• Work task: The records below are to be quoted in full; please keep every word exact.

• Source data:

PR #135, opened 2016-02-16
Enable service typesupport for C

jacquelinekay:
I believe this will fix an issue @dirk-thomas found with compiling packages with only services.

Because the template file for C services typesupport is currently empty, services won't actually work yet.


jacquelinekay:
Confirmed locally by removing the AMENT_IGNORE file in std_srvs, a package in common_interfaces which only has services.

dirk-thomas:
+1 with another package containing only service files but no messages.

jacquelinekay:
ros2/common_interfaces#10

Do you think re-enabling std_srvs is the right approach, or should we make a smaller new package somewhere?

dirk-thomas:
I don't think reenabling `std_srvs` is necessary neither create a new package for it. Simply because we disabled for faster build times and I think this is still an important goal. So I would go for no coverage for that case for the near future (until we reenable more packages again).

jacquelinekay:
http://ci.ros2.org/job/ci_linux/1000/
http://ci.ros2.org/job/ci_osx/831/
http://ci.ros2.org/job/ci_windows/1081 (pending)

I kept the branch that enables std_srvs for this build, but I will not merge it (and I will delete the branch after merging).

PR #137, opened 2016-02-24
Add topic name

jacquelinekay:
Connects to ros2/rcl#29

Without this PR, the test in the above PR will fail with Connext and Connext dynamic.


wjwwood:
lgtm

PR #140, opened 2016-03-01
Services typesupport cpp

jacquelinekay:
Improve Connext client/service type support by not type-erasing the request header, adding an allocate function to create_requester/create_replier, and implementing destroy_requester and destroy_replier functions.

### DIFF
--- a/rmw_connext_cpp/src/functions.cpp
+++ b/rmw_connext_cpp/src/functions.cpp
@@ -878,7 +878,7 @@ rmw_create_client(
 
   requester = callbacks->create_requester(
     participant, service_name, &datareader_qos, &datawriter_qos,
-    reinterpret_cast<void **>(&response_datareader));
+    reinterpret_cast<void **>(&response_datareader), &rmw_allocate);
   if (!requester) {
     RMW_SET_ERROR_MSG("failed to create requester");
     goto fail;
@@ -964,6 +964,12 @@ rmw_destroy_client(rmw_client_t * client)
     } else if (client_info->read_condition_) {
       RMW_SET_ERROR_MSG("cannot delete readcondition because the datareader is null");
       result = RMW_RET_ERROR;
+    }
+    const service_type_support_callbacks_t * callbacks = client_info->callbacks_;
+    if (callbacks) {
+      if (client_info->requester_) {
+        callbacks->destroy_requester(client_info->requester_, &rmw_free);
+      }
     }
 
     RMW_TRY_DESTRUCTOR(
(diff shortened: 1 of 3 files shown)


jacquelinekay:
http://ci.ros2.org/job/ci_linux/1044/
http://ci.ros2.org/job/ci_osx/861/
http://ci.ros2.org/job/ci_windows/1105/

wjwwood:
The code changes lgtm and the CI looks good for Linux and OS X. For Windows there appear to be some new warnings, e.g.:

http://ci.ros2.org/job/ci_windows/1105/warnings34Result/new/package.1133270863/file.-93741396/

Looks like Windows thinks the catching of the explicit destructor call is unreachable? Not sure why that's a warning.

Other than the new warnings on Windows, +1.

jacquelinekay:
I'll address the Windows warning and retrigger CI.

jacquelinekay:
The try/catch pattern for explicitly calling the destructor is copied from rosidl_typesupport_opensplice_cpp:

https://github.com/ros2/rmw_opensplice/blob/master/rosidl_typesupport_opensplice_cpp/resource/srv__type_support.cpp.template#L528-L536

If the destructor for the Connext Replier were annotated as `noexcept`, then the catch block would be considered unreachable code.

But I couldn't find anything in the Connext documentation to indicate that the destructor of Requester or Replier is `noexcept`.

dirk-thomas:
I destructor in C++ can't throw an exception. See http://c2.com/cgi/wiki?BewareOfExceptionsInTheDestructor

jacquelinekay:
I believe destructors in C++ can throw exceptions, but the page you linked to is giving good reasons why we shouldn't write destructors that can throw exceptions.

See bottom of this page: http://en.cppreference.com/w/cpp/language/destructor

"As any other function, a destructor may terminate by throwing an exception (this usually requires it to be explicitly declared noexcept(false)) (since C++11), however if this destructor happens to be called during stack unwinding, std::terminate is called instead."

jacquelinekay:
I think it's safe to remove the try/catch block around the lines that are giving warnings in Windows.

I still find it strange because those lines are vendor code (Connext Requester/Replier API), and the original try/catch block in rosidl_typesupport_opensplice_cpp is for code that we control which is explicitly marked noexcept... yet we don't see any warnings from Windows about the opensplice code.

http://ci.ros2.org/job/ci_windows/1111/

jacquelinekay:
The new warnings are fixed (back to 60 warnings) so I will squash and merge this.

• Exercise answer:
PR #135, opened 2016-02-16
Enable service typesupport for C

jacquelinekay:
I believe this will fix an issue @dirk-thomas found with compiling packages with only services.

Because the template file for C services typesupport is currently empty, services won't actually work yet.


jacquelinekay:
Confirmed locally by removing the AMENT_IGNORE file in std_srvs, a package in common_interfaces which only has services.

dirk-thomas:
+1 with another package containing only service files but no messages.

jacquelinekay:
ros2/common_interfaces#10

Do you think re-enabling std_srvs is the right approach, or should we make a smaller new package somewhere?

dirk-thomas:
I don't think reenabling `std_srvs` is necessary neither create a new package for it. Simply because we disabled for faster build times and I think this is still an important goal. So I would go for no coverage for that case for the near future (until we reenable more packages again).

jacquelinekay:
http://ci.ros2.org/job/ci_linux/1000/
http://ci.ros2.org/job/ci_osx/831/
http://ci.ros2.org/job/ci_windows/1081 (pending)

I kept the branch that enables std_srvs for this build, but I will not merge it (and I will delete the branch after merging).

PR #137, opened 2016-02-24
Add topic name

jacquelinekay:
Connects to ros2/rcl#29

Without this PR, the test in the above PR will fail with Connext and Connext dynamic.


wjwwood:
lgtm

PR #140, opened 2016-03-01
Services typesupport cpp

jacquelinekay:
Improve Connext client/service type support by not type-erasing the request header, adding an allocate function to create_requester/create_replier, and implementing destroy_requester and destroy_replier functions.

### DIFF
--- a/rmw_connext_cpp/src/functions.cpp
+++ b/rmw_connext_cpp/src/functions.cpp
@@ -878,7 +878,7 @@ rmw_create_client(
 
   requester = callbacks->create_requester(
     participant, service_name, &datareader_qos, &datawriter_qos,
-    reinterpret_cast<void **>(&response_datareader));
+    reinterpret_cast<void **>(&response_datareader), &rmw_allocate);
   if (!requester) {
     RMW_SET_ERROR_MSG("failed to create requester");
     goto fail;
@@ -964,6 +964,12 @@ rmw_destroy_client(rmw_client_t * client)
     } else if (client_info->read_condition_) {
       RMW_SET_ERROR_MSG("cannot delete readcondition because the datareader is null");
       result = RMW_RET_ERROR;
+    }
+    const service_type_support_callbacks_t * callbacks = client_info->callbacks_;
+    if (callbacks) {
+      if (client_info->requester_) {
+        callbacks->destroy_requester(client_info->requester_, &rmw_free);
+      }
     }
 
     RMW_TRY_DESTRUCTOR(
(diff shortened: 1 of 3 files shown)


jacquelinekay:
http://ci.ros2.org/job/ci_linux/1044/
http://ci.ros2.org/job/ci_osx/861/
http://ci.ros2.org/job/ci_windows/1105/

wjwwood:
The code changes lgtm and the CI looks good for Linux and OS X. For Windows there appear to be some new warnings, e.g.:

http://ci.ros2.org/job/ci_windows/1105/warnings34Result/new/package.1133270863/file.-93741396/

Looks like Windows thinks the catching of the explicit destructor call is unreachable? Not sure why that's a warning.

Other than the new warnings on Windows, +1.

jacquelinekay:
I'll address the Windows warning and retrigger CI.

jacquelinekay:
The try/catch pattern for explicitly calling the destructor is copied from rosidl_typesupport_opensplice_cpp:

https://github.com/ros2/rmw_opensplice/blob/master/rosidl_typesupport_opensplice_cpp/resource/srv__type_support.cpp.template#L528-L536

If the destructor for the Connext Replier were annotated as `noexcept`, then the catch block would be considered unreachable code.

But I couldn't find anything in the Connext documentation to indicate that the destructor of Requester or Replier is `noexcept`.

dirk-thomas:
I destructor in C++ can't throw an exception. See http://c2.com/cgi/wiki?BewareOfExceptionsInTheDestructor

jacquelinekay:
I believe destructors in C++ can throw exceptions, but the page you linked to is giving good reasons why we shouldn't write destructors that can throw exceptions.

See bottom of this page: http://en.cppreference.com/w/cpp/language/destructor

"As any other function, a destructor may terminate by throwing an exception (this usually requires it to be explicitly declared noexcept(false)) (since C++11), however if this destructor happens to be called during stack unwinding, std::terminate is called instead."

jacquelinekay:
I think it's safe to remove the try/catch block around the lines that are giving warnings in Windows.

I still find it strange because those lines are vendor code (Connext Requester/Replier API), and the original try/catch block in rosidl_typesupport_opensplice_cpp is for code that we control which is explicitly marked noexcept... yet we don't see any warnings from Windows about the opensplice code.

http://ci.ros2.org/job/ci_windows/1111/

jacquelinekay:
The new warnings are fixed (back to 60 warnings) so I will squash and merge this.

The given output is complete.